CIMOGG is of the firm view that the current Constitution lacks the structure and the features that would help Sri Lanka to become a united, progressive, prosperous and much less corrupt country than it is.  On the other hand, there are perfectly honest and independent citizens who consider that, with a few amendments, the present Constitution could be improved sufficiently to obviate the need for a significantly improved new version. For example, the abolition of the Executive Presidency alone would satisfy some citizens.  There are others who would like to change the electoral process to (a) make each people’s representative answerable to a particular constituency, (b) increase the proportion of women to reflect more accurately their numbers in the general population, (c) reduce the number of people’s representatives because there a far too many of them, (d) have a senate, and so on.

The question of whether Sri Lanka should be described as unitary, united or federal has become of paramount importance to constitutional experts and a number of citizens’ groups.
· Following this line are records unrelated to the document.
PR #954, opened 2020-09-22
add dev branch to branches.txt

christopherfujino:
I think we need a cherry pick on the dev branch to fix a devicelab regression, so this will let us run devicelab tests on it.

### DIFF
--- a/app_dart/dev/branches.txt
+++ b/app_dart/dev/branches.txt
@@ -1,4 +1,5 @@
 flutter-1.20-candidate.7
 flutter-1.21-candidate.9
 flutter-1.22-candidate.12
+flutter-1.23-candidate.4
 master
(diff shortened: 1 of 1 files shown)


app_dart/dev/branches.txt
```diff
@@ -1,4 +1,5 @@
 flutter-1.20-candidate.7
 flutter-1.21-candidate.9
 flutter-1.22-candidate.12
+flutter-1.23-candidate.4
```
godofredoc, line 4: Do we also need to remove branches?

christopherfujino: We can remove 1.21, lemme do that now

christopherfujino: done, ptal

godofredoc (approved):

Frankly, we are of the view that those parties which fear the word “unitary” should just cease to oppose its use after seeing what has happened in the UK, which is supposed to be a unitary entity, where this provision has not prevented a great measure of independence being extracted by Scotland and Northern Ireland by applying the right kind of peaceful pressure, short of a total parting of the ways.

CIMOGG has no doubt that the highly excessive emphasis on religion, race and language in writing our Constitution or legislative enactments is totally counter-productive when it comes to uniting all the peoples of Sri Lanka to think of themselves first as Sri Lankans.  We maintain that the Sri Lankan Constitution should be so formulated that, except in connection with use of the three principal languages for communication, education and administration, there should no references to specific races, religions or languages.

We may also usefully look at a few other criteria to which every provision of the Constitution should conform if it is to help produce a society where even a distinct group of only a few citizens could hope to enjoy equal freedom, equal opportunities and an equitable share of the nation’s resources.

The terms “Sinhala”, “Tamil” and “English” should refer solely to their function as means of communication and not have any associated privileges or disadvantages.  Every child should be educated in its mother tongue and English, and be given a good grounding in Information Technology (IT) so that it could communicate freely with other citizens elsewhere in the country or those in the outside world.  Sinhala and Tamil children and adults could, and will, communicate with each other once they get familiar with the basics of English and IT.

Religions should be left to be followed and fostered by their respective adherents just as much as each social or other group should look after it own interests without violating the rights of citizens belonging to other groups.

It is of paramount importance that there should be maximum separation of powers with well defined rules governing the interaction between the legislature, the executive and the judiciary.  Without this, corruption cannot be contained nor justice delivered.

If the above basics are addressed, the rest of Constitution-making would become much easier.